Some pollinating flies are such marvelous bee mimics that they have appeared in advertising. The label of one brand of honey features a pink flower on which sits a fly rather than a bee. (Presumably the manufacturers were unaware of their mistake.) An article in a major newspaper lamenting the decline of bees showed an image of a drone fly, prompting one entomologist to quip that “bees are getting so scarce that the newspaper couldn’t find a photo of one.” Conversely, a printing of William Golding’s classic novel Lord of the Flies features a cover picture of an insect that is not a fly.

As forensic science advances, flies are becoming the detective’s best friend. In the US, around fifty species of flies feed off dead humans, and they follow a strict schedule that assists pathologists in determining the time of death. The blowflies arrive first—often within minutes—while the last comers are the so-called cheese skippers, which arrive when the corpse is little more than a dried-out husk. The cheese skippers, incidentally, are vital to the production of one of the world’s most unusual cheeses: Sardinian casu marzu is a type of pecorino deliberately infested with maggots that digest the cheese’s fats (a process thought to enhance its flavor) and that are eaten, preferably alive, along with the cheese.

I would be surprised to discover that any creature has suffered more in the pursuit of human knowledge than the fly. For decades the fruit fly has been the creature of choice for studies of genetics. Drosophila researchers have won seven Nobel Prizes, and entire journals are dedicated to the publication of results from fruit fly studies. Around 100,000 strains of fruit flies have been created in the lab, many of which carry genetic defects that allow us to better understand diseases. The Ken and Barbie mutants lack external genitalia, Tin Man lacks a heart, and Cheap Date loves alcohol. Drop Dead, Sponge Cake, Swiss Cheese, and Egg Roll fruit flies all carry hereditary diseases that manifest in patterns of brain degeneration similar to those seen in humans. And fruit fly studies are becoming ever more sophisticated and focused on the nexus between nature and nurture. Marla Sokolowski of the University of Toronto is examining fly behavior that might shed light on the causes of autism, and she’s also studying flies that suffer chronic defeat at the wings of their rivals, in the hopes that their experience might inform studies of depression in humans.

The final chapter in Balcombe’s surprising book, titled “Caring About Flies,” examines ethics as they pertain to relationships with these creatures. The philosopher Jeffrey Lockwood’s paper “Why Is It (at Least a Small) Wrong to Harm a Fly?” resonates with Balcombe: Lockwood’s answer is that flies can feel pain. Some laboratory-bred fruit flies are born without anuses.
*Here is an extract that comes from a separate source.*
Issue #1665, opened 2022-09-20
Failed test (testing farm job) not shown in packit dashboard


majamassarini:
While I was analyzing issue packit-service#1664 I realized that the failed job `testing-farm:fedora-37-x86_64` was not shown in packit dashboard, only the successfull testing farm jobs were shown.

I was surprised at the empathetic response of a supervising entomologist when shown one such unfortunate creature: “You’ll have to kill it, it’s in excruciating pain.” Balcombe, whose earlier books also explored the inner lives of animals,* can empathize with the agony of a fly that is unable to shit. He thinks that flies are rather like us in that their tiny brains seem capable of experiencing states akin to not only pain but sexual frustration, joy, and perhaps many other feelings and emotions familiar to humans.
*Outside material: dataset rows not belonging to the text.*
PR #1788, opened 2022-11-29
Fix KT-002-PACKIT-SERVICE-4YN

TomasTomecek:
TODO:

Two fixes here: check commit messages :)

Fixes KT-002-PACKIT-SERVICE-4YN

### DIFF
--- a/packit_service/worker/checker/vm_image.py
+++ b/packit_service/worker/checker/vm_image.py
@@ -82,16 +82,25 @@ class IsCoprBuildForChrootOk(Checker, GetVMImageBuildReporterFromJobHelperMixin)
             return False
 
         for build in copr_builds:
-            if build.project_name in self.job_config.packages:
-                job_config = self.job_config.packages[build.project_name]
+            # make sure that the build is done in the configured Copr project
+            if (
+                build.project_name == self.job_config.project
+                and build.owner == self.job_config.owner
+            ):
+                # we trust the user has correctly selected the binary RPM to be installed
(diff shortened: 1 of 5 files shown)


TomasTomecek:
14 minutes later... queued :<

TomasTomecek:
recheck

packit_service/worker/checker/vm_image.py
```diff
@@ -82,15 +82,21 @@ def pre_check(
...
-                    build.target == job_config.copr_chroot
-                    and build.status == BuildStatus.success
-                ):
-                    return True
+            for copr_package in build.built_packages:
+                copr_package_name = copr_package["name"]
+                if copr_package["arch"] == "src":
+                    # we care about built packages, not SRPM
+                    continue
+                if copr_package_name in self.job_config.packages:
```
majamassarini, line 90:
```suggestion
```

 I am testing your PR with my local test and now it does not pass anymore the copr build check (which is awkward but was passing with the old code 😅). 
The problem is this line.
In my project the `copr_project_name` is `python-knx-stack` and the `job_config.packages` is `[knx-stack]`. 
If I remove this line everything seems ok. Do you think we can safely remove it?

TomasTomecek: we have discussed on Matrix

agreed this is not a correct solution

TomasTomecek:
recheck

majamassarini (approved):
Thanks! Now is working :)

PR #1789, opened 2022-11-29
Fix make check-db to run compose down

FrNecas:
I don't really see any reason for `project=` something to be in the Makefile, I believe that it may have been an unfortunate paste from the clipboard :)


lbarcziova (approved):
:+1:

What a wonderful book Super Fly is! Well written and full of fascinating facts, it urges us to appreciate one of nature’s least favored groups. Even if you can’t empathize with flies, Super Fly suggests good reasons for not reaching automatically for the swatter or bug spray at the first sign of buzzing. Without flies, crimes would go unsolved, flowers unpollinated, and garbage unremoved. Indeed, flies are clearly so vital to life on earth that a world without flies would quickly experience ecological collapse. Perhaps we are due for another remake of The Fly, with Balcombe as an adviser, that reveals more holistically the human-fly relationship.